Your opinions please. I have a chance to buy a NuTool BT130 that has never been used. It's a year old. 

I am currently doing a job that requires planing/squaring up of some 4"x4" legs, possibly gonna be oak. Is this up to it? Spec claims it'll take max thickness of 130mm so it should be ok. 

anyone any experience of NuTool stuff?


----------



## Dibs-h (14 Jul 2009)

Like most things - buy cheap, buy twice (at least). Having said that - I suspect more people buy and upgrade over time than those who buy the final item first time round - if you follow. If you work on that assumption, then people do start at at different points.
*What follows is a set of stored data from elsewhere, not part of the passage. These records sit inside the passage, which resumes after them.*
PR #1656, opened 2021-07-23
element-frame.lisp: poll the page instead of requiring user action

jmercouris:
I want the element frame results to update in the prompt buffer AS the user is dragging their selection. In order to achieve this I need to call `prompter::update` on some loop to invoke my `prompter:filter-preprocessor` which fetches the user selection.

Unfortunately, this does not work. I have to then press ANY key (not necessarily even in the prompt buffer), and then the sources update.

### DIFF
--- a/libraries/prompter/prompter-source.lisp
+++ b/libraries/prompter/prompter-source.lisp
@@ -342,7 +342,7 @@ interface.")
    (update-notifier (make-channel)
                     :type calispel:channel
                     :documentation "A channel which is written to when `filter'
-commits a change to `suggetsions'.  A notification is only send if at least
+commits a change to `suggestions'.  A notification is only sent if at least
 `notification-delay' has passed.  This is useful so that clients don't have to
 poll `suggestions' for changes.")
 
--- a/source/element-frame.lisp
+++ b/source/element-frame.lisp
@@ -153,44 +153,36 @@
     (remove-overlay)))
 
 (define-class frame-source (prompter:source)
-  ((prompter:name "Selection Frame (confirm with C-s)")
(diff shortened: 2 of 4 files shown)


jmercouris:
@Ambrevar Do you know how I should approach this?

jmercouris:
Well, I did get a successful update to work doing:

```
(prompter::update-sources (current-prompt-buffer)) (run-thread (update-prompt-input (current-prompt-buffer)))
```

in a thread. Unfortunately, after doing so, the user couldn't scroll down because the results kept instantly updating. I think we'll need to fix the key dispatching per buffer before I can make a reasonable fix for the way that element-frame works.

jmercouris:
Closing for now.

libraries/prompter/prompter-source.lisp
```diff
@@ -342,7 +342,7 @@ interface.")
    (update-notifier (make-channel)
                     :type calispel:channel
                     :documentation "A channel which is written to when `filter'
-commits a change to `suggetsions'.  A notification is only send if at least
+commits a change to `suggestions'.  A notification is only sent if at least
```
Ambrevar, line 345: We could merge this :)

Ambrevar:
```
(prompter::update-sources (current-prompt-buffer))
```
is correct.

However don't call `update-prompt-input` on something that gets updated in parallel because it updates _until_ there is no more changes.

If you just want to redraw the prompt, call `(prompt-render-suggestions prompt-buffer)`.

Ambrevar:
Or `prompt-render` to redraw the entire prompt and not just the suggestions.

I remember getting one of those a long time ago - it went back 2 days later. I suppose if you are willing to hand-finish the items then it could do most of the work for you. Best to try it.
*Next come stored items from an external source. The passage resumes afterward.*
PR #1662, opened 2021-07-24
GTK: Use a single data-manager cache by default, instead of one per b…

### LINKED ISSUE #1645: Delete data-manager cache on buffer deletion?
If you look into ~/.cache/nyxt, you'll see a bunch of `nyxt-data-manager-N` directories, with `N` being a buffer ID.

It seems that we are never deleting these directories and they tend to grow rather big (the sum in the ballpark of hundreds of MiB).

Something else: when creating a buffer with an ID that matches an existing directory, we tell WebKitGTK to reuse this directory.  Is this the right thing to do?

We could delete the cache on buffer deletion.  Would we lose some cache optimization then?

Ambrevar:
…uffer.

This might fix the issue in which only some buffers when logged in to some web
sites, while others were not.

Fixes #1645.

### DIFF
--- a/source/renderer-gtk.lisp
+++ b/source/renderer-gtk.lisp
@@ -64,8 +64,7 @@ want to change the behaviour of modifiers, for instance swap 'control' and
   ((gtk-object)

However having looked a picture of it - you still need a jointer (I think that's what the 'muricans call it).


----------



## lurker (14 Jul 2009)

I've got one of those which someone here kindly gave me.

Its OK for rough Prep & sizing - I prefer to hand plane finish.
Bit of a screamer
Seems quite solid

They were not much more than £120 when new I believe 
If I were buying I doubt I'd pay over £45 for it.


----------



## Lee J (14 Jul 2009)

thanks guys, guy wants nearly £100 for it - might just pass on it and put the money towards a more substantial one.


----------



## lurker (14 Jul 2009)

Lee J":1d3x5fgh said:


> , guy wants nearly £100 for it -.



I wouldn't contaminate a barge pole at that price.


----------



## Lee J (14 Jul 2009)

I dont mind finishing by hand, I wouldn't expect it to give me a finish of high standard, I just need it to square up some stock


----------



## Tony Spear (14 Jul 2009)

Lee, what it won't do is square up stock. It's only a thicknesser, so you will need two adjacent faces flat and square to each other before it's of any use to you.
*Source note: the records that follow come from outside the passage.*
PR #1663, opened 2021-07-24
Add support for GTK clipboard

shamazmazum:
Hi! I would like to add support for clipboard in GTK interface without help of any external programs. I googled and ended up with this solution. The most stupid thing about this solution is that `gtk-clipboard-request-text` does not have any timeout which specifies how long it waits for text in the clipboard, so I added a timeout to `calispel:?` to finish execution of the caller thread if there is no text in the buffer.

Can this be discussed and eventually merged?

### DIFF
--- a/source/clipboard.lisp
+++ b/source/clipboard.lisp
@@ -4,12 +4,24 @@
 (in-package :nyxt)
 
 (-> ring-insert-clipboard (containers:ring-buffer-reverse) string)
+
+(export-always 'clipboard-text)
+(defgeneric clipboard-text (browser)
+  (:documentation "Get text currently residing in BROWSER's clipboard")
+  (:method ((browser browser))
+    (ignore-errors (trivial-clipboard:text))))
+
+(defgeneric (setf clipboard-text) (text browser)
+  (:documentation "Set content of BROWSER's clipboard to TEXT")
+  (:method (text (browser browser))
+    (trivial-clipboard:text text)))
+
 (export-always 'ring-insert-clipboard)
 (defun ring-insert-clipboard (ring)
   "Check if clipboard-content is most recent entry in RING.
 If not, insert clipboard-content into RING.
 Return most recent entry in RING."
-  (let ((clipboard-content (ignore-errors (trivial-clipboard:text))))
+  (let ((clipboard-content (clipboard-text *browser*)))
     (when clipboard-content
       (unless (string= clipboard-content (unless (containers:empty-p ring)
                                            (containers:first-item ring)))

It really annoys me that so many sellers of these things insist on calling them Planer Thicknessers, 'cos that's a misleading description.

Rant :evil:


----------



## pren (14 Jul 2009)

I recently bought the MacAllister thicknesser from B&Q for £180-ish. Have to say I was very impressed with it. 

I spent a day planning up some oak and Iroko planks that I'd salvaged from pallets. The finish was very good with only a light bit of sanding required.

As has been said - a thicknesser wont give you square timber - just parallel.

hth.

Bryn


----------



## FogggyTown (14 Jul 2009)

pren":1cdir9gs said:


> I recently bought the MacAllister thicknesser from B&Q for £180-ish. Have to say I was very impressed with it.
> 
> I spent a day planning up some oak and Iroko planks that I'd salvaged from pallets. The finish was very good with only a light bit of sanding required.
> 
> ...



Ah! Wish I hadn't just read that! I was looking at those when I was in the market to replace my SIP 13". I just couldn't convince myself that one of B&Q's house brands was the way to go. I ended up with the Fox entry level model.


----------



## skinns (14 Jul 2009)

i have used a mac thicknesser for the last six months i think its great for the money would buy another one if i had to


----------



## Tony Spear (14 Jul 2009)

Of course if you're prepared to put in the effort, it is possible to make a sled to hold the stock in the right position to use the thing as a Planer, but for one job?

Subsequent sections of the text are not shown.